La récente visite du ministre britannique pour l’Afrique, Lord Collins, à Harare pour y rencontrer le président Emmerson Mnangagwa, n’est pas une simple formalité diplomatique. Après près de trois décennies de relations glaciales, marquées par les sanctions et les critiques acerbes de l’ère Mugabe, ce réchauffement spectaculaire est le symptôme d’un bouleversement bien plus profond. Guidé par un pragmatisme économique absolu, le Royaume-Uni est contraint de mettre de côté les anciens griefs pour une raison simple, cachée sous le sol zimbabwéen : le lithium, l’or blanc du XXIe siècle.
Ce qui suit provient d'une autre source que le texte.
PR #3048, opened 2019-08-01
fix related item references including full item for published items

petrjasek:
SDESK-4574

### DIFF
--- a/scripts/apps/relations/directives/RelatedItemsDirective.ts
+++ b/scripts/apps/relations/directives/RelatedItemsDirective.ts
@@ -199,7 +199,7 @@ export function RelatedItemsDirective(authoringWorkspace, relationsService, noti
                         type: item.type, // used to display associated item types
                     };
                 } else {
-                    data[key] = item; // use full item for external items
+                    data[key] = item; // use full item for external items, like images from external search provider
                 }
 
                 scope.item.associations = angular.extend({}, scope.item.associations, data);
--- a/scripts/apps/relations/directives/RelatedItemsDirective.ts
+++ b/scripts/apps/relations/directives/RelatedItemsDirective.ts
@@ -1,6 +1,10 @@
 import {get} from 'lodash';
 import {getSuperdeskType} from 'core/utils';
 import {gettext} from 'core/utils';
+import {IArticle} from 'superdesk-api';
+
+const ARCHIVE_TYPES = ['archive', 'published'];
+const isInArchive = (item: IArticle) => item._type != null && ARCHIVE_TYPES.includes(item._type);
 
 /**
  * @ngdoc directive
@@ -189,10 +193,13 @@ export function RelatedItemsDirective(authoringWorkspace, relationsService, noti
                 const key = getNextKey(scope.item.associations || {}, scope.field._id);
                 let data = {};
 
-                if ('_type' in item && item._type !== 'archive') {
-                    data[key] = item;
+                if (isInArchive(item)) {
+                    data[key] = {
+                        _id: item._id,
+                        type: item.type, // used to display associated item types
+                    };
                 } else {
-                    data[key] = {_id: item._id};
+                    data[key] = item; // use full item for external items
                 }
 
                 scope.item.associations = angular.extend({}, scope.item.associations, data);
--- a/scripts/apps/relations/services/RelationsService.ts
+++ b/scripts/apps/relations/services/RelationsService.ts
@@ -2,7 +2,8 @@ import {pickBy, zipObject} from 'lodash';
 import {IArticle} from 'superdesk-api';
 import {isPublished} from 'apps/archive/utils';
 
-const RELATED_LINK_KEYS = 2;
+const RELATED_LINK_KEYS = 2; // links only have _id and type keys (and some old ones only _id)
+const isLink = (association) => association != null && Object.keys(association).length <= RELATED_LINK_KEYS;
 
 RelationsService.$inject = ['mediaIdGenerator', 'api', '$q'];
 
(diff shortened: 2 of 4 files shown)


scripts/apps/relations/directives/RelatedItemsDirective.ts
```diff
@@ -1,6 +1,10 @@
 import {get} from 'lodash';
 import {getSuperdeskType} from 'core/utils';
 import {gettext} from 'core/utils';
+import {IArticle} from 'superdesk-api';
+
+const ARCHIVE_TYPES = ['archive', 'published'];
```
tomaskikutis: add `'published'` to `IArticle['_type']`

scripts/apps/relations/directives/RelatedItemsDirective.ts
```diff
@@ -189,10 +193,13 @@ export function RelatedItemsDirective(authoringWorkspace, relationsService, noti
...
-                if ('_type' in item && item._type !== 'archive') {
-                    data[key] = item;
+                if (isInArchive(item)) {
+                    data[key] = {
+                        _id: item._id,
+                        type: item.type, // used to display associated item types
+                    };
                 } else {
-                    data[key] = {_id: item._id};
+                    data[key] = item; // use full item for external items
```
tomaskikutis: What's the use case for "external items". If you want to add an item as related, doesn't it make sense to fetch it and make it internal?

scripts/apps/relations/services/RelationsService.ts
```diff
@@ -2,6 +2,8 @@ import {pickBy, zipObject} from 'lodash';
 import {IArticle} from 'superdesk-api';
 import {isPublished} from 'apps/archive/utils';
 
+const RELATED_LINK_KEYS = 2;
```
tomaskikutis: What does `2` and comparisons to it mean?

scripts/apps/search/components/fields/AssociatedItemsList.tsx
```diff
@@ -14,32 +14,50 @@ interface IProps {
 }
 
 interface IState {
-    associations: Array<IArticle>;
+    types: Array<string>;
+}
+
+interface IRelated {
```
tomaskikutis:
```
interface IRelatedArticle {
    _id: IArticle['_id'];
    type: IArticle['type'];;
}
```

This would be clearer. I'm not sure if field relations are correct, so feel free to change them if they aren't.

scripts/apps/search/components/fields/AssociatedItemsList.tsx
```diff
@@ -14,32 +14,50 @@ interface IProps {
...
     getAssociations() {
         const {content} = this.props.svc;
+        const associations = this.props.item.associations || {};
+        const related = Object.values(associations)
+            .filter((_related) => _related != null);
+        const relatedTypes = related
+            .map((_related: IRelated) => _related.type)
+            .filter((type) => type != null);
+
+        if (relatedTypes.length === related.length) { // types for all
```
tomaskikutis: What is this checking? If all related items have types? Why does it matter?

scripts/apps/search/components/fields/AssociatedItemsList.tsx
```diff
@@ -14,32 +14,50 @@ interface IProps {
...
+            this.setState({types: relatedTypes});
+            return;
+        }
 
-        content.fetchAssociations(this.props.item).then((associations) => {
-            this.setState({associations: Object.values(associations)});
+        content.fetchAssociations(this.props.item).then((_associations: Array<IArticle>) => {
```
tomaskikutis: I assume this would fetch not only related items, but media galleries as well. Is that what you want?

petrjasek: yes

scripts/apps/search/components/fields/AssociatedItemsList.tsx
petrjasek: because that field displays how many items are there for each type. so it checks if all associations have types. it's for BC

scripts/apps/relations/services/RelationsService.ts
petrjasek: it checks if association is a link - so it only has _id and type set (or only _id for BC)

scripts/apps/relations/directives/RelatedItemsDirective.ts
petrjasek: that's items from external repos, like scanpix images or ansa photo archive

tomaskikutis: can you add this to the comment in the code?

scripts/apps/relations/services/RelationsService.ts
tomaskikutis: That's a sneaky one.

It's not a sustainable solution to identify it by the number of keys. Can you instead add a property `_internal: boolean` or similar and use that if you need to check it?

I don't mind if you do this in a separate PR. If you decide to keep `RELATED_LINK_KEYS` for now, add a comment describing the meaning behind the magic number :)

tomaskikutis: what is BC by the way?

petrjasek: backward compatibility

tomaskikutis: Backward compatibility is technical debt :) One of the better ones out there, but it's still better to avoid it if possible. Which is possible in this case by writing an upgrade script to add `_internal` property. As I said in a previous comment, it's fine to do this in a separate PR to be able to release the fix faster.

petrjasek: yep will fix that one separately

scripts/apps/search/components/fields/AssociatedItemsList.tsx
tomaskikutis: What kind of backward compatibility are you referring to? The one where associations might have an `_id`, but not `type` in which case you fetch it from a server separately? Can you add a comment to the code about this as well?

It's not easy to understand this as is, after a few months I'll be clueless why the code is the way it is.

tomaskikutis: When you write an upgrade script related to `_internal` property in another PR, It'd be useful if you could write an upgrade script for this as well and then remove the condition you added for compatibility.

petrjasek: yep makes sense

Le Réveil tardif De l’Occident
La manœuvre britannique, qui ambitionne de sécuriser près d’un milliard de dollars d’accords commerciaux, est une réponse directe à une urgence stratégique : la sécurisation des chaînes d’approvisionnement pour sa propre transition énergétique et son industrie technologique. Sans un accès stable aux minéraux critiques comme le lithium, le cobalt ou les terres rares, toute ambition de construire des batteries pour voitures électriques ou des composants électroniques de pointe est vaine. Le Zimbabwe, qui possède les plus grandes réserves de lithium d’Afrique, est soudainement passé du statut de paria à celui de partenaire incontournable.
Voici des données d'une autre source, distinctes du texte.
PR #3049, opened 2019-08-02
add desk sent output group to monitoring

petrjasek:
SDANSA-312


tomaskikutis:
Where is the "left toolbar button"? What does "sent from current desk" mean? Does it only refer to items sent to other desks or include publishing or other actions?

If this a new feature, can you add a screenshot/video/gif?

petrjasek:
I've updated the task description, at the end it's not a new button but rather a new stage type in monitoring settings for each desk called Output/Sent:
desk

PR #3051, opened 2019-08-06
Allow mark for user from dropdown menu while editing

pablopunk:
SDBELGA-133

Extends extension API to include a `groupId` on `IArticleAction` so we can include extension actions in existing groups of any menu, without refactoring current options.

I tried to use the existing `getActions` method (and it works) but there are some issues with that:

* The label is `Mark for User` while in this menu it should only be `User`
* If you mark the item for a user, close the editor, and open it again, you will have two options (`unmark` or `mark for another`). This makes sense but it's unpredictable for the user, becuase they would only see that after reopening the item for editing. Keeping the button `User` all the time is a better UX.

That's the reason I implemented a new `getActionsExtra`, so we only show the one action we want right now.

### DIFF
--- a/scripts/apps/authoring/authoring/directives/AuthoringTopbarDirective.ts
+++ b/scripts/apps/authoring/authoring/directives/AuthoringTopbarDirective.ts
@@ -79,8 +79,8 @@ export function AuthoringTopbarDirective(
                     activationResult.contributions &&
                     activationResult.contributions.entities &&
                     activationResult.contributions.entities.article &&
-                    activationResult.contributions.entities.article.getActions
-                        ? activationResult.contributions.entities.article.getActions
+                    activationResult.contributions.entities.article.getActionsExtra
+                        ? activationResult.contributions.entities.article.getActionsExtra
                         : [],
             );
 
--- a/scripts/apps/authoring/authoring/directives/AuthoringTopbarDirective.ts
+++ b/scripts/apps/authoring/authoring/directives/AuthoringTopbarDirective.ts
@@ -4,6 +4,7 @@ import {getMarkForUserModal} from '../../../../extensions/markForUser/src/get-ma
 import {extensions} from 'core/extension-imports.generated';
 import {showModal} from 'core/services/modalService';
 import {IArticleAction} from 'superdesk-api';
+import {get, flatMap} from 'lodash';
 
 /**
  * @ngdoc directive
@@ -72,24 +73,23 @@ export function AuthoringTopbarDirective(
                 actionToTrigger.onTrigger();
             };
 
-            Object.keys(extensions).forEach((extension) => {
-                const {activationResult} = extensions[extension];
+            Promise.all(
+                Object.values(extensions)
+                    .map(({activationResult}) => {
+                        const getExtraActions = get(
+                            activationResult,
+                            'contributions.entities.article.getExtraActions',
+                            null,
+                        );
 
-                if (
-                    activationResult &&
-                    activationResult.contributions &&
-                    activationResult.contributions.entities &&
-                    activationResult.contributions.entities.article &&
-                    activationResult.contributions.entities.article.getExtraActions
-                ) {
-                    activationResult.contributions.entities.article.getExtraActions(scope.item)
-                        .then((actions) => {
-                            scope.extraActionsFromExtensions = [
-                                ...scope.extraActionsFromExtensions,
-                                ...actions,
-                            ];
-                        });
-                }
+                        if (getExtraActions) {
+                            return getExtraActions(scope.item);
+                        }
+                    })
+                    .filter(Boolean),
+            ).then((actions) => {
+                console.log(flatMap(actions));
+                scope.extraActionsFromExtensions = flatMap(actions);
             });
         },
     };
--- a/scripts/apps/authoring/authoring/directives/AuthoringTopbarDirective.ts
+++ b/scripts/apps/authoring/authoring/directives/AuthoringTopbarDirective.ts
@@ -73,19 +73,20 @@ export function AuthoringTopbarDirective(
                 actionToTrigger.onTrigger();
             };
 
-            const getExtraActionsFromExtensions = flatMap(
+            const getActionsExtraFromExtensions = flatMap(
                 Object.values(extensions).map((ext) => ext.activationResult),
                 (activationResult) =>
                     activationResult.contributions &&
                     activationResult.contributions.entities &&
                     activationResult.contributions.entities.article &&
-                    activationResult.contributions.entities.article.getExtraActions
-                        ? activationResult.contributions.entities.article.getExtraActions
+                    activationResult.contributions.entities.article.getActionsExtra
+                        ? activationResult.contributions.entities.article.getActionsExtra
                         : [],
             );
 
-            Promise.all(getExtraActionsFromExtensions.map((getPromise) => getPromise(scope.item)))
+            Promise.all(getActionsExtraFromExtensions.map((getPromise) => getPromise(scope.item)))
                 .then((actions) => {
+                    console.log(actions);
                     scope.extraActionsFromExtensions = flatMap(actions);
                 });
         },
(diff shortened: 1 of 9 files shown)


scripts/apps/authoring/authoring/directives/AuthoringTopbarDirective.ts
```diff
@@ -56,6 +60,32 @@ export function AuthoringTopbarDirective(TranslationService, privileges, authori
...
+                if (
+                    activationResult &&
+                    activationResult.contributions &&
+                    activationResult.contributions.entities &&
+                    activationResult.contributions.entities.article &&
+                    activationResult.contributions.entities.article.getExtraActions
+                ) {
+                    activationResult.contributions.entities.article.getExtraActions(scope.item)
+                        .then((actions) => {
+                            scope.extraActionsFromExtensions = [
```
tomaskikutis: Use `flatMap` to get actions from all extensions at once as it's done in other places. Otherwise, you'll be triggering multiple re-renders when getting actions from each extension.

scripts/apps/authoring/views/authoring-topbar.html
```diff
@@ -249,8 +249,12 @@
                         {{ :: 'Desks' | translate }}
                       </button>
                       <ul class="dropdown__menu dropdown__menu--submenu-left" sd-mark-desks-dropdown></ul>
+
                     </div>
                   </li>
+                  <li ng-repeat="action in extraActionsFromExtensions">
```
tomaskikutis: It doesn't work when there is no group specified or another group is specified. You can leave it unimplemented, but you have to state it in the comments of the interface. It shouldn't be too hard to at least an ability to add ungrouped items.

scripts/core/superdesk-api.d.ts
```diff
@@ -35,12 +35,13 @@ declare module 'superdesk-api' {
 
     export interface IArticleAction {
         labelForGroup?: string;
+        groupId?: string; // action lists can specify which groups they wanna render via an id
```
tomaskikutis: You shouldn't add groupId here since it won't work in other places `IArticleAction` is used. `labelForGroup` is used for the same purpose in monitoring item action. I added it expecting that a group label might actually be rendered which it isn't as of now. I suggest either removing `labelForGroup` or using another interface.

Since `priority` and `icon` aren't implemented either, you should definitely not use this interface. You can extend the interface and omit some properties to make the interface match the implementation:

```
interface IArticleEditViewAction extends Omit<IArticleAction, 'priority' | 'icon'> {
    groupId?: string; // action lists can specify which groups they wanna render via an id
}
```

scripts/extensions/markForUser/src/managed-marked-user.tsx
```diff
@@ -1,7 +1,7 @@
 import {ISuperdesk, IArticle} from 'superdesk-api';
 import {getMarkForUserModal} from './get-mark-for-user-modal';
 
-export function manageMarkedUserForSingleArticle(superdesk: ISuperdesk, article: IArticle) {
+export function manageMarkedUserForSingleArticle(superdesk: ISuperdesk, article: IArticle, ignoreLock = false) {
```
tomaskikutis: Are you sure you need `ignoreLock`? It was already possible to change marked user from topbar in article edit view even when an article is opened for editing.

pablopunk: How? I can't do that

And without the `ignoreLock` I get:

Captura de pantalla 2019-08-07 a las 14 40 59

tomaskikutis: Never mind. I found a bug where no underscore prefixed properties weren't present on article object. That's why it worked for me without introducing `ignoreLock`. Keep it :)

scripts/core/superdesk-api.d.ts
```diff
@@ -62,6 +63,7 @@ declare module 'superdesk-api' {
                 article?: {
                     getActions?(article: IArticle): Promise<Array<IArticleAction>>;
                     getActionsBulk?(articles: Array<IArticle>): Promise<Array<IArticleActionBulk>>;
+                    getExtraActions?(article: IArticle): Promise<Array<IArticleAction>>;
```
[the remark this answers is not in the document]
pablopunk: But there's a difference between those two markForuser: [it's passing true](https://github.com/superdesk/superdesk-client-core/pull/3051/files#diff-ea9bad13dd1bfd970a7ad71b5b1af87dR10) to ignore that the item is locked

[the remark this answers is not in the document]
tomaskikutis: I'll be fixing a related bug and will take a look at this as well. Ideally, we should change `managed-marked-user.tsx` not to accept a different argument, but take locking into account when passing this argument `superdesk.entities.article.isLocked(article)`. If we made it `superdesk.entities.article.isLocked(article) && article._id !== currentArticleInEditMode` there wouldn't be a difference you mention. Of course, it would require to figure out how to check for the current article in edit mode, but that's an important API that we'll need to add anyway.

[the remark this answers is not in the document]
pablopunk: yep, that would be perfect

scripts/apps/authoring/views/authoring-topbar.html
pablopunk: How about showing them on top (no groups) https://github.com/superdesk/superdesk-client-core/pull/3051/files#diff-b8516f0f8a0f9b0d4d13ad9354c960d3R235-R241

scripts/core/superdesk-api.d.ts
pablopunk: @tomaskikutis I'm thinking about refactoring [this](https://github.com/superdesk/superdesk-client-core/blob/249dc467858084540efa5b36ead70cc87ad4eb60/scripts/apps/search/components/actions-menu/MenuItems.tsx#L216-L228) to use an ID instead of the label

scripts/core/superdesk-api.d.ts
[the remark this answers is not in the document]
tomaskikutis: Fixed in https://github.com/superdesk/superdesk-client-core/pull/3055

scripts/core/superdesk-api.d.ts
tomaskikutis: Sure, go ahead.

scripts/apps/authoring/views/authoring-topbar.html
tomaskikutis: I'd put it at the [bottom of currently ungrouped items](https://user-images.githubusercontent.com/2076953/62716832-19adce80-ba03-11e9-918b-31485d456314.png)

scripts/apps/authoring/authoring/directives/AuthoringTopbarDirective.ts
```diff
@@ -61,6 +66,31 @@ export function AuthoringTopbarDirective(
...
+            scope.extraActionsFromExtensions = [];
+
+            scope.triggerActionFromExtension = (actionToTrigger: IArticleAction) => {
+                actionToTrigger.onTrigger();
+            };
+
+            Promise.all(
+                Object.values(extensions)
+                    .map(({activationResult}) => {
+                        const getExtraActions = get(
```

Un Damier Géopolitique Déjà dominé Par Pékin
Cependant, le Royaume-Uni arrive sur un terrain largement conquis. Tandis que l’Occident sanctionnait, la Chine investissait. Au cours de la dernière décennie, des géants chinois comme Sinomine Resource Group, Huayou Cobalt et Chengxin Lithium ont méthodiquement pris le contrôle des plus importants gisements du pays, injectant des milliards de dollars dans des projets comme les mines de Bikita et d’Arcadia. Ils n’ont pas seulement acheté des ressources ; ils ont construit des infrastructures, des usines de traitement et ont développé une emprise quasi totale sur le secteur. L’offensive de charme britannique est donc une tentative audacieuse de ne pas se laisser exclure d’une des régions les plus stratégiques au monde pour l’avenir de l’énergie.
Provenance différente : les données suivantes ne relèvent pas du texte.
PR #3052, opened 2019-08-06
Add buttons for adding features and gallery photos

tomaskikutis:
SDANSA-270

REQUIRED FOR: https://github.com/superdesk/superdesk/pull/3108

demo: https://drive.google.com/open?id=1n-eNuO_P9svHR2rC0aYnBY1V4LgGFNEC


scripts/core/get-superdesk-api-implementation.tsx
```diff
@@ -119,11 +129,33 @@ export function getSuperdeskApiImplementation(
                     });
                 },
             },
+            contentProfile: {
+                get: (id) => {
+                    // Adding simple caching since the function will be called multiple times per second.
+
+                    // TODO: implement synchronous API(and a cache) for accessing
```
petrjasek: are you fixing that?

scripts/apps/authoring/views/article-edit.html
```diff
@@ -106,6 +107,7 @@
          data-allow-audio="true"
          data-item="item"
          data-rel="'featuremedia'"
+         data-field-name="'feature_media'"
```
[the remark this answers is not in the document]
tomaskikutis: I've added the following API for adding an image to a field in article edit view:

`addImage(field: string, image: IArticle): void;`

I didn't want hardcode any particular fields into the API itself, so API allows adding an image to any field given field type supports it. Support for additional field types can be added any time without touching the interface.

There can be many content profiles with different fields, so in order to decide whether to show an icon for adding an image, I need to check if that field is present in the content profile of the article in edit mode. If it is, an event is dispatched. The same event is dispatched no matter which field you want to add an image to. In order to only handle events for that particular field (image gallery or featured media), the field component has to listen to the event and check if it's addressed to it or another field. In order to do it, it has to know which field the component is being rendered for. For example `sd-item-association` is used for both `feature_image` and `feature_media`. For some reason, the field name wasn't previously passed. A property `rel` is being passed, but it contains a field name without underscores, so I can't use it for comparing with the value in the content profile. I've considered removing `rel` and using `field_name` everywhere, but there are too many usages including on the server.

scripts/core/get-superdesk-api-implementation.tsx
tomaskikutis: Not in this PR. It affects this task, but the problem isn't unique to it.

scripts/apps/search/components/Item.tsx
```diff
@@ -173,10 +180,16 @@ export class Item extends React.Component<IProps, IState> {
     }
 
     dbClick(event) {
-        // target can be an image or icon inside a button, so parents need to be checked
-        var parentButton = querySelectorParent(event.target, 'button');
+        const selector = 'button';
```
pablopunk: This function is a duplicate of `select(event)`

La Stratégie du Zimbabwe : l’Art de faire Monter les Enchères
Loin d’être un pion passif, le gouvernement du président Mnangagwa joue sa propre partition avec une habileté certaine. Conscient de sa position de force, le Zimbabwe a pris une décision radicale fin 2022 : interdire l’exportation de lithium brut. Ce geste n’est pas anodin. Il force tous les investisseurs, qu’ils soient britanniques, chinois ou autres, à ne plus se contenter d’extraire et d’expédier le minerai. Ils doivent désormais investir localement dans des usines de raffinage et de traitement pour transformer la matière première en produits à plus haute valeur ajoutée. C’est une stratégie classique de montée en gamme, visant à créer des emplois qualifiés, à développer une expertise locale et à maximiser les revenus pour l’État zimbabwéen.
Une Nouvelle Alliance à l’épreuve Des Réalités
Ce nouveau chapitre des relations anglo-zimbabwéennes est donc un pari pour les deux camps. Pour le Royaume-Uni, il s’agit de prouver que ses offres d’investissement peuvent rivaliser, en termes de rapidité et d’ampleur, avec celles de la Chine, tout en y associant potentiellement des standards de gouvernance et de transparence plus élevés. Pour le Zimbabwe, l’enjeu est de tirer profit de cette rivalité pour accélérer son développement, sans tomber dans le piège de la corruption ni laisser les bénéfices de cette manne minière être captés par une petite élite. L’avenir de cette alliance ne dépendra pas des discours diplomatiques, mais bien de la capacité des deux nations à bâtir un partenariat économique équilibré, au milieu d’un échiquier mondial où chaque tonne de lithium compte.